**What you should do**
Scan the entries below and extract each line with the word "null" in it.

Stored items
++++++++++++++++++++

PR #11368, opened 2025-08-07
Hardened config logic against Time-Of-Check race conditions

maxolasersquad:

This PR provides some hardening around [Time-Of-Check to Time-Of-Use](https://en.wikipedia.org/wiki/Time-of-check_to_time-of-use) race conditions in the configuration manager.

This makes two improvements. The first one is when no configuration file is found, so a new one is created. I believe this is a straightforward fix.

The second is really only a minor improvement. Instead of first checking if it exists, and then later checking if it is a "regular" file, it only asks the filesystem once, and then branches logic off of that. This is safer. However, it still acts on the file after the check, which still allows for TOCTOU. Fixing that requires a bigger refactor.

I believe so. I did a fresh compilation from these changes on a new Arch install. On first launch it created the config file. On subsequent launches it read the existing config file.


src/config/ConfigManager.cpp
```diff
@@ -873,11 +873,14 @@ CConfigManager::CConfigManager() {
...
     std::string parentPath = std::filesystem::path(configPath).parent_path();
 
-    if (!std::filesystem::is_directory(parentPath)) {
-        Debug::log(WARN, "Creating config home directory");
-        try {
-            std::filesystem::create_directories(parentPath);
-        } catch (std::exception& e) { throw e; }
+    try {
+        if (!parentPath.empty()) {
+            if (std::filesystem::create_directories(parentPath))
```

++++++++++++++++++++

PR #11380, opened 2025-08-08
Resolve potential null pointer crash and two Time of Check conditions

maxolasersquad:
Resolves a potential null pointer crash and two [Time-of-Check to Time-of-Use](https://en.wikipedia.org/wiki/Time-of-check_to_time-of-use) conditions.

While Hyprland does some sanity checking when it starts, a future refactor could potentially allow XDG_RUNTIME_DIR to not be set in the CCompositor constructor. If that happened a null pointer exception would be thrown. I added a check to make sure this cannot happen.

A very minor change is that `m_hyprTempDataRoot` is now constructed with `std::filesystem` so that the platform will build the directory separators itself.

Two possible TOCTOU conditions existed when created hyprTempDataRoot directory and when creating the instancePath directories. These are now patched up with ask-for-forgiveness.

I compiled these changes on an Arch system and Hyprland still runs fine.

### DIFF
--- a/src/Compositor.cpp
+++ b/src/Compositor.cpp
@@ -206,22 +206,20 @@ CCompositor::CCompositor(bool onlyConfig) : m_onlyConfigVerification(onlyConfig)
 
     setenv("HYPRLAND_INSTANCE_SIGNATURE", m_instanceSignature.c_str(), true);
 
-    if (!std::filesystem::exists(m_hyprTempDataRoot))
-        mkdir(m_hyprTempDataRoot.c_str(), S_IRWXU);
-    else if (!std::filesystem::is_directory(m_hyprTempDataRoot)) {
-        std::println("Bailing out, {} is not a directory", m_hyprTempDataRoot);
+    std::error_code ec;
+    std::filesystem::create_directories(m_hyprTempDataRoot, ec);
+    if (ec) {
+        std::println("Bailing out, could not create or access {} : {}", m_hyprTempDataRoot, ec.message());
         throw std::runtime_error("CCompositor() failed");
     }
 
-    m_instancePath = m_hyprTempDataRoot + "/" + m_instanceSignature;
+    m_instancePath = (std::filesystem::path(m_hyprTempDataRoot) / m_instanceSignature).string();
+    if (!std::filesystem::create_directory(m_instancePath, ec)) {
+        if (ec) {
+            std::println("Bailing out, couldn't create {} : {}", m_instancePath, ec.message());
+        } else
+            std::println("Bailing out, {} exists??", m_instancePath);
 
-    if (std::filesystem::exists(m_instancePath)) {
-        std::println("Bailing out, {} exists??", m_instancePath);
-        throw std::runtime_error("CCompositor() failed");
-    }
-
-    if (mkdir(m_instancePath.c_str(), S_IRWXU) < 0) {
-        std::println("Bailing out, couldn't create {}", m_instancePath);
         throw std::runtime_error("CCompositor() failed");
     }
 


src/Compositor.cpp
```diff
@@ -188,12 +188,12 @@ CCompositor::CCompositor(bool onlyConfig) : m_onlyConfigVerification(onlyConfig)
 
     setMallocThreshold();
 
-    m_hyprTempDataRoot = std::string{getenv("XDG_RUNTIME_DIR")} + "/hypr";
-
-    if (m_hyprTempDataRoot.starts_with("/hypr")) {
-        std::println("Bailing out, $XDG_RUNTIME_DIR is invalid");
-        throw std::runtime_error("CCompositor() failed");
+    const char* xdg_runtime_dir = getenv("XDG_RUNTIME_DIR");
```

++++++++++++++++++++

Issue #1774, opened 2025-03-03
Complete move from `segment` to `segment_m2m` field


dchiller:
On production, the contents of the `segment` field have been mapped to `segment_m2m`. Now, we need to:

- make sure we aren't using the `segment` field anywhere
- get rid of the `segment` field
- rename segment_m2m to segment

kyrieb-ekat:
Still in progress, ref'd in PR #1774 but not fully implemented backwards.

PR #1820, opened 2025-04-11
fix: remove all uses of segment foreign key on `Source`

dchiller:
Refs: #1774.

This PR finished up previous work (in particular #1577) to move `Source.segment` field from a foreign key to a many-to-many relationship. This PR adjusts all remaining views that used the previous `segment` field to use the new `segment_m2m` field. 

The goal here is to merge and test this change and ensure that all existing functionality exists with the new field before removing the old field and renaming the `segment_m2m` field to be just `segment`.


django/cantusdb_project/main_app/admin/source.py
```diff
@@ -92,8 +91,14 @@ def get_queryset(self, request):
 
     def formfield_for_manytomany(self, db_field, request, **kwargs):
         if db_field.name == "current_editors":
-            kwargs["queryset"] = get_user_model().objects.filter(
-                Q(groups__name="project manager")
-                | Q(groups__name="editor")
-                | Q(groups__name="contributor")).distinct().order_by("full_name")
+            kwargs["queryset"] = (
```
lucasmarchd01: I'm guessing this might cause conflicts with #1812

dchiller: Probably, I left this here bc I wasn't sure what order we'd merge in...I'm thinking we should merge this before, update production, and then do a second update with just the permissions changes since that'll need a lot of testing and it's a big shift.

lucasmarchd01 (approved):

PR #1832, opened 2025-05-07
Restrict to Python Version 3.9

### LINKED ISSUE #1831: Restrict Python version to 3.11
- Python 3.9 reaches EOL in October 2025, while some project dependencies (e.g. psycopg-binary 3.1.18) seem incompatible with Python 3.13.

++++++++++++++++++++

**Task answer**
Resolve potential null pointer crash and two Time of Check conditions
Resolves a potential null pointer crash and two [Time-of-Check to Time-of-Use](https://en.wikipedia.org/wiki/Time-of-check_to_time-of-use) conditions.
While Hyprland does some sanity checking when it starts, a future refactor could potentially allow XDG_RUNTIME_DIR to not be set in the CCompositor constructor. If that happened a null pointer exception would be thrown. I added a check to make sure this cannot happen.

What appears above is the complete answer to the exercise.